Former pub in Maida Vale, London

The Windsor Castle is a former public house on Harrow Road, Maida Vale, London. It was a seminal rock venue throughout the 1960s and 1970s, with notable early performances from The Rolling Stones, The Who and U2. The building is a designated heritage asset.

==History==
The Windsor Castle opened on Harrow Road in 1829. It was rebuilt in its current style around 1850,
with stucco plaster around the windows, quoins and a castellated parapet.

The Windsor Castle became a music venue in the 1960s. It is renowned for early gigs by the Rolling Stones and The Who. Other bands who played there and who went on to achieve mainstream success include Dr. Feelgood, The Jam, U2 and the Psychedelic Furs

Joe Strummer, later of The Clash, played there a number of times as a member of the 101ers. The Clash song 'Protex Blue' was inspired by the condom vending machine in the pub's toilets.
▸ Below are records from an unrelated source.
PR #1272, opened 2021-07-06
Display search parameters as tags

lfarrell:
https://jira.lib.unc.edu/browse/BXC-3198

### DIFF
--- a/static/js/vue-cdr-access/src/components/filterTags.vue
+++ b/static/js/vue-cdr-access/src/components/filterTags.vue
@@ -82,32 +82,32 @@ export default {
             return params;
         },
 
-        formatSearchValue(field, fieldValue) {
-            if (field === undefined || TYPES[fieldValue] === undefined) {
+        formatSearchValue(fieldValue, type) {
+            if (fieldValue === undefined || TYPES[type] === undefined) {
                 return '';
             }
 
-            let display_text = decodeURIComponent(field);
+            let display_text = decodeURIComponent(fieldValue);
 
             // Format time based tags
-            if (fieldValue === 'added' || fieldValue === 'created') {
-                display_text = this._formatTime(field);
+            if (type === 'added' || type === 'created') {
+                display_text = this._formatTime(fieldValue);
             }
 
             let tag_info = {
-                type: fieldValue,
-                type_text: TYPES[fieldValue],
-                original_value: field,
+                type: type,
+                type_text: TYPES[type],
+                original_value: fieldValue,
                 value_text: display_text
             };
 
             // Return non multi-value tags
-            if (fieldValue !== 'format' && fieldValue !== 'collection') {
+            if (type !== 'format' && type !== 'collection') {
                 return tag_info;
             }
 
             // Multi-value tags
-            return this._updateMultiValueTags(display_text, fieldValue, tag_info);
+            return this._updateMultiValueTags(display_text, type, tag_info);
         },
 
         _formatTime(field) {
--- a/static/js/vue-cdr-access/src/components/filterTags.vue
+++ b/static/js/vue-cdr-access/src/components/filterTags.vue
@@ -29,7 +29,7 @@ const TYPES = {
 }
 
 export default {
-    name: "facetTags",
+    name: "filterTags",
 
     mixins: [routeUtils],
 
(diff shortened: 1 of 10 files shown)


static/js/vue-cdr-access/src/components/searchWrapper.vue
```diff
@@ -89,14 +89,8 @@
         methods: {
             retrieveData() {
                 let param_string = `${this.formatParamsString(this.$route.query)}&getFacets=true`;
-                let search_path = 'searchJson';
-
-                this.collection = UUID_REGEX.test(this.$route.path) ? this.$route.path.split('/')[2] : '';
```
bbpennel, line 94: I wonder if we should keep this logic? It allows scoping a search result to containers other than collections, which I personally find kind of helpful, and we might want to expose again later or in conjunction with adding more faceting/search options to the result pages.

static/js/vue-cdr-access/tests/unit/facetTags.spec.js
```diff
@@ -0,0 +1,156 @@
...
+                    }
+                ]
+            }
+        });
+
+        facet_tags = wrapper.findAll('ul li');
+    });
+
+    it("displays selected tags", async () => {
+        wrapper.vm.$router.push('/search/?collection=d77fd8c9-744b-42ab-8e20-5ad9bdf8194e');
```
bbpennel, line 77: for what its worth, the urls i'm seeing in the live interface are in the form `/search?...` rather than `search/?...`

static/js/vue-cdr-access/tests/unit/facetTags.spec.js
```diff
@@ -0,0 +1,156 @@
...
+        await wrapper.vm.$nextTick();
+        expect(wrapper.find('.search-text').text()).toMatch(/testCollection/);
+    });
+
+    it("displays multiple selected tags", async () => {
+        wrapper.vm.$router.push('/search/?collection=d77fd8c9-744b-42ab-8e20-5ad9bdf8194e&format=image');
+        await wrapper.vm.$nextTick();
+        const selected_tags = wrapper.findAll('.search-text');
+        expect(selected_tags.at(0).text()).toMatch(/testCollection/);
```
bbpennel, line 86: Might be good to verify that it is displaying `Collection > testCollection` and `Format > image` to make sure the type labels are present and on the right terms

static/js/vue-cdr-access/tests/unit/facetTags.spec.js
```diff
@@ -0,0 +1,156 @@
...
+        await wrapper.vm.$nextTick();
+        expect(wrapper.find('.search-text').text()).toMatch(/stone/);
+    });
+
+    it("does not display search query if empty", async () => {
+        wrapper.vm.$router.push('/search/?anywhere=');
+        await wrapper.vm.$nextTick();
+        expect(wrapper.find('.search-text').exists()).toBe(false);
+    });
+});
```
bbpennel, line 156: Add tests for one of the date term fields to make sure the formatting is working.

bbpennel: Also add test for searching the title index, and searching both the title and the keyword index at the same time.

bbpennel (changes requested):
This works well. Left a few cleanup comments, plus some extra tests and few minor bugs

static/js/vue-cdr-access/src/components/filterTags.vue
```diff
@@ -82,52 +82,55 @@ export default {
             return params;
         },
 
-        formatSearchValue(field, type) {
-            if (field === undefined || TYPES[type] === undefined) {
+        formatSearchValue(field, fieldValue) {
```
bbpennel, line 85: I think you renamed the wrong variable? It looks like `field` is the value of the field, while `type` (now `fieldValue`) is the name of the parameter from the query string.

static/js/vue-cdr-access/tests/unit/filterTags.spec.js
```diff
@@ -74,83 +74,115 @@ describe('facetTags.vue', () => {
...
     });
 
     it("displays multiple selected tags", async () => {
-        wrapper.vm.$router.push('/search/?collection=d77fd8c9-744b-42ab-8e20-5ad9bdf8194e&format=image');
+        wrapper.vm.$router.push('/search?collection=d77fd8c9-744b-42ab-8e20-5ad9bdf8194e&format=image');
         await wrapper.vm.$nextTick();
         const selected_tags = wrapper.findAll('.search-text');
-        expect(selected_tags.at(0).text()).toMatch(/testCollection/);
-        expect(selected_tags.at(1).text()).toMatch(/image/);
+        expect(selected_tags.at(0).text()).toMatch(/Collection.*?testCollection/s);
```
bbpennel, line 86: Just curious, what does the `/s` do here? I was having a hard time looking it up

bbpennel (changes requested):

static/js/vue-cdr-access/tests/unit/filterTags.spec.js
lfarrell: It allows the . in a regex to match the  \n character. Don't know why it doesn't by default  `¯\_(ツ)_/¯`

bbpennel (approved):

PR #1273, opened 2021-07-06
BXC-3206 - Bag Deposit too many file handles

bbpennel:
https://jira.lib.unc.edu/browse/BXC-3206

* Add executor service to limit the number of files the BagVerifier checks for at once, to prevent it from opening thousands of file handles simultaneously


lfarrell (approved):

lfarrell:
Should there be a pr in boxc-ansible for `job.bagitValidation.workers`?

bbpennel:
@lfarrell it has a default value, so it works without it, but we can override the value via boxc ansible in the future if we need to

PR #1278, opened 2021-07-26
BXC-3190 - Reorganize persistence module

bbpennel:
https://jira.lib.unc.edu/browse/BXC-3190

* Added operations, operations-jms, deposit-utils modules
    * Moved appropriate classes into these modules
    * Purpose of persistence module refocused on persistence of binaries. Added persistence-api module to prevent dependency issues
* Cleaned up dependencies, unused code, unused resources. Removed some usages of classes from activemq that should have been from base java.


services/src/test/resources/spring-test/cdr-client-container.xml
```diff
@@ -186,8 +184,4 @@
         class="org.springframework.web.multipart.commons.CommonsMultipartResolver">
         <property name="maxUploadSize" value="2000000000"/>
```
lfarrell, line 185: Do we want this to be hard coded?

lfarrell (changes requested):
One question, unrelated to the pr.

services/src/test/resources/spring-test/cdr-client-container.xml
bbpennel: Good point, I've created a ticket https://jira.lib.unc.edu/browse/BXC-3222

lfarrell: See https://jira.lib.unc.edu/browse/BXC-3222

lfarrell (approved):

PR #1281, opened 2021-08-05
BXC-3178 - Support migration SIP ingest

bbpennel:
Part of https://jira.lib.unc.edu/browse/BXC-3178

* Adds deposit job to import preconstructed deposit directories
* Adds agent and deposit method constants for migration utility.


lfarrell (approved):
Looks good

PR #1296, opened 2021-09-22
BXC-3261 Revise templates

agoslen:


bbpennel (approved):

static/js/admin/editDescription.js
```diff
@@ -102,7 +102,7 @@ define("editDescription", ["module", "jquery", "jquery-ui", "ace", "xmleditor",
 					},
 					{
 						filename: 'generic.xml',
-						title: "Generic Object",
+						title: "Generic Work",
```
bbpennel, line 105: This form could be used for any kind of object rather than just works, but I assume in practice it should just be used for works? In which case including the word "work" in the title of the form seems fine

PR #1298, opened 2021-10-01
BXC-3203 - Access surrogates support

bbpennel:
https://jira.lib.unc.edu/browse/BXC-3203

* Access surrogates provided to deposit pipeline will be copied to derivatives directory
* BinaryMetadataProcessor will use the path and mimetype of the access surrogate if one is detected
    * Since there is nowhere to store it, the mimetype of the access surrogate is determined using tika
* Renames access_copy to  access_surrogate in most places for clarity/consistency
* access_surrogate datastream is implicitly indexed to solr, along with all other external datastreams.


lfarrell (approved):
Is this using the available access copy, if present, instead of generating new one?

bbpennel:
@lfarrell If an access surrogate is present, this PR makes it so that surrogate will be used to produce the JP2 and thumbnails instead of the original_file datastream. Its very similar to how we produce thumbnails for collections. The access surrogate is never generated by box-c, it is supplied by users (currently only during cdm migrations). I renamed the datastream to ACCESS_SURROGATE to try to differentiate it from other access copies, since we've often referred to the JP2 as the access copy in the past.

lfarrell:
Ah okay. Makes sense

PR #1301, opened 2021-11-01
BXC-3256 - Additional Metadata Types in XML Export

bbpennel:
https://jira.lib.unc.edu/browse/BXC-3256

* Allows for FITS, FITS History, MODS History, and PREMIS Event Logs to be included in the XML export
* Renames the `object/update` tag to `object/datastream`, with an optional `operation="update"` attribute
* Refactored out constants for xml import and export operations
* Updates to DatastreamPids helper methods
* Renamed "Export MODS" to "Export Metadata". Still named "Import MODS" since that is the only importable datastream at present.


bbpennel:
@lfarrell there are currently 5 datastreams that can be exported using this tool at the moment. I didn't attempt to export all of them, I was mainly attempting to verify that one and more than one datastream type could be exported. I could add a test to see if the full inventory of datastreams is exportable rather than various combinations

PR #1309, opened 2021-12-01
BXC-3287 - Filter MODS fields from public display

bbpennel:
https://jira.lib.unc.edu/browse/BXC-3287

* Filters MODS fields from the public display based on a list of configured xpath expressions

### DIFF
--- a/web-access-app/src/main/java/edu/unc/lib/boxc/web/access/controllers/FullRecordController.java
+++ b/web-access-app/src/main/java/edu/unc/lib/boxc/web/access/controllers/FullRecordController.java
@@ -15,36 +15,6 @@
  */
 package edu.unc.lib.boxc.web.access.controllers;
 
-import static edu.unc.lib.boxc.auth.fcrepo.services.GroupsThreadStore.getAgentPrincipals;
-import static edu.unc.lib.boxc.common.xml.SecureXMLFactory.createSAXBuilder;
-import static edu.unc.lib.boxc.search.api.FacetConstants.MARKED_FOR_DELETION;
-
-import java.io.IOException;
-import java.io.InputStream;
-import java.util.Date;
-import java.util.List;
-
-import javax.servlet.http.HttpServletRequest;
-import javax.servlet.http.HttpServletResponse;
-
-import edu.unc.lib.boxc.web.common.services.XmlDocumentFilteringService;
-import org.jdom2.Document;
-import org.jdom2.JDOMException;
-import org.jdom2.input.SAXBuilder;
-import org.slf4j.Logger;
-import org.slf4j.LoggerFactory;
-import org.springframework.beans.factory.annotation.Autowired;
-import org.springframework.http.HttpStatus;
-import org.springframework.stereotype.Controller;
-import org.springframework.ui.Model;
-import org.springframework.web.bind.annotation.ExceptionHandler;
-import org.springframework.web.bind.annotation.PathVariable;
-import org.springframework.web.bind.annotation.RequestMapping;
-import org.springframework.web.bind.annotation.RequestMethod;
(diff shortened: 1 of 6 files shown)


web-access-app/src/main/java/edu/unc/lib/boxc/web/access/controllers/FullRecordController.java
```diff
@@ -27,6 +27,7 @@
 import javax.servlet.http.HttpServletRequest;
 import javax.servlet.http.HttpServletResponse;
 
+import edu.unc.lib.boxc.web.common.services.XmlDocumentFilteringService;
```
lfarrell, line 30: Import looks like it's in the wrong place

web-common/src/main/java/edu/unc/lib/boxc/web/common/services/XmlDocumentFilteringService.java
```diff
@@ -0,0 +1,86 @@
...
+ * Unless required by applicable law or agreed to in writing, software
+ * distributed under the License is distributed on an "AS IS" BASIS,
+ * WITHOUT WARRANTIES OR CONDITIONS OF ANY KIND, either express or implied.
+ * See the License for the specific language governing permissions and
+ * limitations under the License.
+ */
+package edu.unc.lib.boxc.web.common.services;
+
+import com.fasterxml.jackson.databind.ObjectMapper;
+import edu.unc.lib.boxc.model.api.xml.JDOMNamespaceUtil;
```
lfarrell, line 19: Is this import in the right place?

web-common/src/main/java/edu/unc/lib/boxc/web/common/services/XmlDocumentFilteringService.java
```diff
@@ -0,0 +1,86 @@
...
+     * Modifies the provided document to exclude the configured xml fields
+     * @param doc XML document to filter
+     */
+    public void filterExclusions(Document doc) {
+        notNull(doc, "Must provide XML document");
+        for (String xPathString: xPathStrings) {
+            // Instantiating new xpath expressions since they are not thread safe, so cannot be safely reused
+            XPathExpression<Element> xPath = xPathFactory.compile(xPathString, Filters.element(),
+                    null, JDOMNamespaceUtil.MODS_V3_NS);
+            for (Element el: xPath.evaluate(doc)) {
```
lfarrell, line 63: Should el just be renamed to detachEl since it's renamed in the loop?

lfarrell (changes requested):

web-common/src/main/java/edu/unc/lib/boxc/web/common/services/XmlDocumentFilteringService.java
bbpennel: `el` is the element directly matched by the xpath expression, `detachEl` is the element that gets detached from the document. They often aren't the same, since the loop below seeks the topmost parent element that would be left empty by the removal of `el`

web-access-app/src/main/java/edu/unc/lib/boxc/web/access/controllers/FullRecordController.java
bbpennel: I think it is a disagreement between eclipse and intellij about the sort order of the imports, but I've got ahead and had intellij organize the imports

web-common/src/main/java/edu/unc/lib/boxc/web/common/services/XmlDocumentFilteringService.java
bbpennel: I think this one is in the right place according to my IDE

lfarrell (approved):

PR #1313, opened 2022-01-04
Always show images in viewer, even if not primary object

lfarrell:
* Display image viewer if any images present.
* Display PDF viewer if no images and pdf file is primary object or work has no primary object.

https://jira.lib.unc.edu/browse/BXC-3385


web-common/src/main/java/edu/unc/lib/boxc/web/common/services/AccessCopiesService.java
```diff
@@ -97,6 +101,49 @@ public boolean hasViewableFiles(ContentObjectRecord briefObj, AccessGroupSet pri
         return resp.getResults().getNumFound() > 0;
     }
 
+    /**
+     * Returns true if the file is a pdf and is the primary object or the object has no primary object
+     * @param workObjs
+     * @return
+     */
+    public boolean pdfViewerNeeded(List<ContentObjectRecord> workObjs) {
```
bbpennel, line 109: I think this implementation might run into issues if the work has more than one page worth of files and the primary object isn't on the first page. But I think there are a few performance improvements we can make at the same time.

You should only need to pass the workObject itself into this method, rather than querying for all its children beforehand. We don't need to query for children if the work uses the UV (this method doesn't need to be called in that case), and we don't need to query for them if the Work itself passes `hasPdf` (which implies that the primaryObject is a pdf). 

So that leaves us with works without primary objects. For that scenario, I believe you can query for the first child (so rows=1). Then you can check `searchResult.getResultCount()` to get the total number of results for the query, and if it is > 1 then its a multi-file work and you would want to return false. If its == 1, then you would return true if hasPdf passes for that child.

I really wish this class had a unit test... It might be worth while to add one to be honest. Let me know if I can help with doing so, i just suspect it will make writing this functionality easier

web-access-app/src/main/java/edu/unc/lib/boxc/web/access/controllers/FullRecordController.java
```diff
@@ -178,9 +182,16 @@ public String getFullRecord(String pidString, Model model, HttpServletRequest re
             throw new InvalidRecordRequestException();
         }
 
-        // Retrieve the objects record from Solr
-        SimpleIdRequest idRequest = new SimpleIdRequest(pid, principals);
-        ContentObjectRecord briefObject = queryLayer.getObjectById(idRequest);
+        // Retrieve the object's record from Solr
+        SearchRequest searchRequest = new SearchRequest();
```
bbpennel, line 186: I don't think I understand why this change was made for how the object's record itself is retrieved?

lfarrell: I think I just borrowed the syntax from another class. I can switch it back.

web-access-app/src/main/java/edu/unc/lib/boxc/web/access/controllers/FullRecordController.java
```diff
@@ -219,7 +221,40 @@ public String getFullRecord(String pidString, Model model, HttpServletRequest re
...
+                // Check if primary object is a pdf
+                pdfViewerNeeded = accessCopiesService.hasViewablePdf(briefObject, principals);
+
+                // Check if first child is a pdf
+                if (!pdfViewerNeeded) {
+                    // Get child objects
+                    SearchRequest searchRequest = new SearchRequest();
+                    SearchState searchState = searchStateFactory.createSearchState();
+                    searchState.setFacetsToRetrieve(null);
+                    searchState.setIgnoreMaxRows(true);
```
bbpennel, line 239: Can you replace this setting with setting the number of rows to 1? There's no need for any rows past the first one.

web-access-app/src/main/java/edu/unc/lib/boxc/web/access/controllers/FullRecordController.java
```diff
@@ -219,7 +221,40 @@ public String getFullRecord(String pidString, Model model, HttpServletRequest re
...
+                    searchRequest.setRootPid(pid);
+                    searchRequest.setApplyCutoffs(true);
+                    SearchResultResponse resultResponse = queryLayer.performSearch(searchRequest);
+
+                    if (resultResponse.getResultCount() == 1) {
+                        ContentObjectRecord childObject = resultResponse.getResultList().get(0);
+                        pdfViewerNeeded = accessCopiesService.hasViewablePdf(childObject, principals);
+
+                        if (pdfViewerNeeded) {
+                            model.addAttribute("filePid",childObject.getId());
```
bbpennel, line 251: I'd prefer if we scoped the name of this attribute, `filePid` could collide with other attributes in the future. Renaming it something like `pdfViewerPid` would work.

web-common/src/test/java/edu/unc/lib/boxc/web/common/services/AccessCopiesServiceTest.java
```diff
@@ -0,0 +1,100 @@
...
+import static org.junit.Assert.assertTrue;
+import static org.junit.Assert.assertFalse;
+import static org.mockito.Mockito.when;
+import static org.mockito.MockitoAnnotations.initMocks;
+
+/**
+ * @author lfarrell
+ */
+public class AccessCopiesServiceTest {
+    @Mock
```
bbpennel, line 41: Here you're mocking PermissionsHelper, but in the `init` method you are instantiating a new instance, so the mocked instance is lost. So I think you can remove this annotation

web-common/src/main/java/edu/unc/lib/boxc/web/common/services/AccessCopiesService.java
```diff
@@ -97,6 +99,11 @@ public boolean hasViewableFiles(ContentObjectRecord briefObj, AccessGroupSet pri
         return resp.getResults().getNumFound() > 0;
     }
 
+    public boolean hasViewablePdf(ContentObjectRecord workObj, AccessGroupSet principals) {
```
bbpennel, line 102: This method accepts work and file objects, so i'd suggest renaming `workObj` to `contentObj`. Also, could you add javadoc to this method to describe what it does?

You've moved most of the logic out of this method up into the controller, which unfortunately means its not being tested. Up to you if you want to change it or not, but this method could be renamed `getViewablePdfFilePid`, and the method could perform lines 236-255 from the controller, returning the ID of the file object to use in the viewer or null.

bbpennel (changes requested):

web-common/src/main/java/edu/unc/lib/boxc/web/common/services/AccessCopiesService.java
lfarrell: Yeah, I think a lot of it may need to be moved back over to the service for checking which file to download.

web-common/src/main/java/edu/unc/lib/boxc/web/common/services/AccessCopiesService.java
```diff
@@ -97,6 +99,65 @@ public boolean hasViewableFiles(ContentObjectRecord briefObj, AccessGroupSet pri
...
+     * @param principals
+     * @return boolean
+     */
+    public boolean hasViewablePdf(ContentObjectRecord contentObj, AccessGroupSet principals) {
+        return permissionsHelper.hasOriginalAccess(principals, contentObj) &&
+                DatastreamUtil.originalFileMimetypeMatches(contentObj, "application/(x-)?pdf");
+    }
+
+    /**
+     * Retrieves Retrieves the first ContentObjectRecord of a work and
```
bbpennel, line 114:
```suggestion
     * Retrieves the first ContentObjectRecord of a work and
```

web-common/src/test/java/edu/unc/lib/boxc/web/common/services/AccessCopiesServiceTest.java
```diff
@@ -0,0 +1,180 @@
...
+        accessCopiesService.setFacetFieldUtil(facetFieldUtil);
+        accessCopiesService.setSolrClient(solrClient);
+
+        when(solrClient.query(any(SolrQuery.class))).thenReturn(queryResponse);
+        when(queryResponse.getResults()).thenReturn(solrDocumentList);
+        when(solrDocumentList.getNumFound()).thenReturn(1L);
+    }
+
+    @Test
+    public void testHasViewAblePdf() {
```
bbpennel, line 122: "Viewable" is one word, so "Able" shouldn't be capitalized in any of these tests

web-common/src/test/java/edu/unc/lib/boxc/web/common/services/AccessCopiesServiceTest.java
```diff
@@ -0,0 +1,180 @@
...
+        assertFalse("Work has viewable PDF content",
+                accessCopiesService.hasViewablePdf(mdObject, principals));
+    }
+
+    @Test
+    public void testHasViewAblePdfPid() {
+        hasPermissions(mdObject, true);
+
+        List<ContentObjectSolrRecord> mdObjects = new ArrayList<>();
+        mdObjects.add(mdObject);
```
bbpennel, line 147: can use singletonList or Arrays.asList

web-common/src/test/java/edu/unc/lib/boxc/web/common/services/AccessCopiesServiceTest.java
```diff
@@ -0,0 +1,180 @@
...
+
+    @Test
+    public void testHasViewAblePdf() {
+        hasPermissions(mdObject, true);
+        assertTrue("Work does not have PDF viewable content",
+                accessCopiesService.hasViewablePdf(mdObject, principals));
+    }
+
+    @Test
+    public void testDoesNotHasViewAblePdf() {
```
bbpennel, line 129: `testDoesNotHaveViewablePdf` or `testNonPdfHasViewablePdf`

web-common/src/test/java/edu/unc/lib/boxc/web/common/services/AccessCopiesServiceTest.java
```diff
@@ -0,0 +1,180 @@
...
+        assertNotNull(filePid);
+        assertEquals(filePid, mdObject.getId());
+    }
+
+    @Test
+    public void testDoesNotHaveViewAblePdfPidOneContentObject() {
+        hasPermissions(mdObjectImg, true);
+
+        List<ContentObjectSolrRecord> mdObjects = new ArrayList<>();
+        mdObjects.add(mdObjectImg);
```
bbpennel, line 160: an use singletonList or Arrays.asList

bbpennel (changes requested):
This looks good, just some pedantic cleanup

PR #1316, opened 2022-01-10
BXC-3157/3158 - Handle invalid pid/object not found

bbpennel:
https://jira.lib.unc.edu/browse/BXC-3157
https://jira.lib.unc.edu/browse/BXC-3158

* Broadens `ExceptionHandler` mappings for common access exceptions to apply to most controller methods
* Old record URLs redirect to current record URL format, stripping out "uuid:" prefix and whitespace or switching from query params to path (primary cause of BXC-3158, mostly from finding aid links)
* Trim input to `PIDs.get` method to avoid whitespace issues when parsing ids


web-access-app/src/main/java/edu/unc/lib/boxc/web/access/controllers/FullRecordController.java
```diff
@@ -98,17 +102,33 @@
     @Autowired
     private RepositoryObjectLoader repositoryObjectLoader;
 
-    @RequestMapping(value = "/{pid}", method = RequestMethod.GET)
-    public String handleRequest(@PathVariable("pid") String pid, Model model, HttpServletRequest request) {
-        return getFullRecord(pid, model, request);
+    @GetMapping("/{pid}")
+    public ModelAndView handleRequest(@PathVariable("pid") String pid, Model model, HttpServletRequest request) {
```
sharonluong, line 106: how does this go from being a string to a ModelAndView? What is ModelAndView and how does it work?

bbpennel: Its a wrapper for passing along the view routing and model information for a request. The Spring MVC framework is executing these controller methods and it knows how to receive quite a few object types as the return type from controller methods, including `String`s and `ModelAndView`. I switched return types here because it allows me to set a different status code some of the time. There are some other ways to do that, but this seemed preferable.

sharonluong (approved):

From the mid 1970s, the entertainment on offer at the Windsor Castle also included exotic dancers and striptease performers who performed in the main pub area. The pub was exceptionally busy at Friday and Sunday lunchtimes when the Windsor Castle turned into a strip pub. In the 21st century, they decided to separate the family pub area from the strip pub area by converting part of the upstairs area of the premises into a strip club in an attempt to increase revenue. This failed and the pub finally closed in 2009.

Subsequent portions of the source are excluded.